Effect of hardening on toughness captured by stress-based damage nucleation in 6061 aluminum alloy

A deterioration of fracture toughness, especially of the tearing modulus, with aging time and associated strength increase is observed for aluminum 6061 and reproduced here numerically thanks to a stress-based damage nucleation criterion. A correlative multiscale analysis by scanning electron microscopy, atom probe tomography as well as 3D X-ray laminography shows that coarse particles and the characteristic damage mechanisms do not depend on aging time: the fracture mechanism is typically ductile and transgranular as shown by electron backscatter diffraction analysis of sections of compact tension specimens containing interrupted cracks. Large Mg2Si inclusions fracture at very low plastic strain, and defects nucleate at large (Fe,Si)-rich inclusions with increasing plastic deformation. Only the hardening nanoprecipitation increases with aging time: aging favors the precipitation of nm-size Mg2Si precipitates which causes hardening of the matrix so that damage nucleation at coarse inclusions becomes easier - thus leading to a decrease in toughness.
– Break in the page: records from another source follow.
PR #202, opened 2026-07-28
Fix typo: direct_dispath_contentIds -> direct_dispatch_contentIds

avamingli:
- [ ] Document changes

### DIFF
--- a/.abi-check/7.1.0/postgres.types.ignore
+++ b/.abi-check/7.1.0/postgres.types.ignore
@@ -9,3 +9,4 @@ struct AppendOnlyFetchDescData
 struct AppendOnlyInsertDescData
 struct ResGroupCaps
 struct PlannerConfig
+struct ProjectionPath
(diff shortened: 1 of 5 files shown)


avamingli:
The abi-compare job failure here is a false positive, not a real ABI break.

ProjectionPath.direct_dispath_contentIds got renamed to direct_dispatch_contentIds as part of the typo fix. abi-compliance-checker flags this as a High severity source compatibility problem, since pathnodes.h is one of the installed public headers and any extension source referencing the old field name by string would fail to recompile:

1 Field direct_dispath_contentIds has been renamed to direct_dispatch_contentIds.
Recompilation of a client program may be broken with the error message:
struct ProjectionPath has no member named direct_dispath_contentIds.

Binary compatibility is still 100% (offset/layout unchanged), so already-built extensions keep working. ProjectionPath is a planner-internal Path node though, not something extensions are meant to reach into, so this is the same situation we already carved out for PlannerConfig in .abi-check/7.1.0/postgres.types.ignore.

Suggest adding struct ProjectionPath to that ignore list to unblock this, same precedent as PlannerConfig?

@SKeyerror  what do you think?

SKeyerror:
I'm more in favor of modifying it directly. `direct_dispath_contentIds` doesn't really look like something that would be widely used by other extensions anyway. We can add it to `postgres.types.ignore`.

avamingli:
> I'm more in favor of modifying it directly. `direct_dispath_contentIds` doesn't really look like something that would be widely used by other extensions anyway. We can add it to `postgres.types.ignore`.

Sounds good, done

SKeyerror (approved):

PR #205, opened 2026-08-03
fix: dispatch ALTER COLLATION ... REFRESH VERSION to segments

JunfengYang:
## Problem

`ALTER COLLATION ... REFRESH VERSION` updates `pg_collation.collversion` on the coordinator only. The collation version mismatch check runs on whichever node actually uses the collation, so after a collation provider (ICU) upgrade:

1. every node starts warning `collation ... has version mismatch`;
2. the administrator reindexes and runs `ALTER COLLATION ... REFRESH VERSION`;
3. the warning disappears on the coordinator, **but the segments keep the stale version and keep warning forever** — there is no supported way to clear them cluster-wide.

Reproduction on an ICU build (`153.14` is the ICU 67.1 collator version):

```
-- plant collversion '0.0' on every node, then on the coordinator:
ALTER COLLATION c REFRESH VERSION;
NOTICE:  changing version from 0.0 to 153.14

-- probe pg_collation UNION ALL gp_dist_random('pg_collation'):
-1|153.14   0|0.0   1|0.0   2|0.0     <- catalogs silently diverged
```

## Fix

* `AlterCollation()` now dispatches the statement (same three-flag convention as `DefineCollation()` in the same file). Each node re-derives the version from its **own** collation provider, which is the correct semantics when provider versions differ across hosts.
* `AlterCollationStmt` had never been dispatched before, so it had no serialization support at all — dispatching died with `could not serialize unrecognized node type: 721 (outfast.c)`. Added the missing `_out`/`_read` functions and switch cases in outfuncs/outfast/readfuncs/readfast (the struct carries a single `List *collname`).

## Test

New `gp_collation_refresh` regress test (scheduled in `greenplum_schedule`):

* seeds a consistent stale version on **all** nodes through the already-dispatched `CREATE COLLATION ... (provider = icu, version = '0.0')` — no utility-mode catalog surgery needed;
* asserts cross-node consistency via boolean probes over `pg_collation UNION ALL gp_dist_random('pg_collation')` (no environment-specific ICU version strings in the expected output; node count taken from `gp_segment_configuration`, not hard-coded);
* skips cleanly on non-ICU builds / non-UTF8 databases via a `\if :skip_test \quit` guard plus an alternate expected file (`gp_collation_refresh_1.out`, captured from a real skip-path run).

## Verification

* Unpatched build: repro shows the divergence above; the new test **fails** with `consistent/refreshed = f|f` — it bites the actual bug.
* Patched build: all nodes converge (`153.14` everywhere, per-segment NOTICEs visible); test passes on both the ICU path and the skip path.
* `installcheck-small`: 194/194 pass.

### DIFF
--- a/src/backend/commands/collationcmds.c
+++ b/src/backend/commands/collationcmds.c
@@ -398,6 +398,20 @@ AlterCollation(AlterCollationStmt *stmt)
 	heap_freetuple(tup);
 	table_close(rel, NoLock);
 
+	/*
+	 * Refresh the version recorded in every segment's pg_collation too;
+	 * each node derives the actual version from its own collation
+	 * provider, and collation version mismatch checks run wherever the
+	 * collation is used.
+	 */
+	if (Gp_role == GP_ROLE_DISPATCH)
+		CdbDispatchUtilityStatement((Node *) stmt,
+									DF_CANCEL_ON_ERROR|
+									DF_WITH_SNAPSHOT|
+									DF_NEED_TWO_PHASE,
+									NIL,
+									NULL);
+
 	return address;
 }
 
--- a/src/backend/nodes/outfast.c
+++ b/src/backend/nodes/outfast.c
@@ -1376,6 +1376,10 @@ _outNode(StringInfo str, void *obj)
 				_outAlterObjectDependsStmt(str, obj);
 				break;
 
+			case T_AlterCollationStmt:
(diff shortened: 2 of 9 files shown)


haolinw (approved):
LGTM. This fixes a unrepairable cluster-wide catalog divergence, and helps gpcheckcat to detect a real ICU divergence environment.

Indeed, larger clusters and a substantially higher area fraction of iron based intermetallic particles are found on the fracture surfaces of the longest aging time CT samples compared to the shortest aging time samples. Based on these observations, a Gurson-Tvergaard Needleman type model is proposed to simulate the tearing tests using Finite Elements. It uses damage nucleation kinetics which depend on the maximum principal stress, since a classical strain-based nucleation is not sufficient to reproduce the deterioration of the tearing modulus.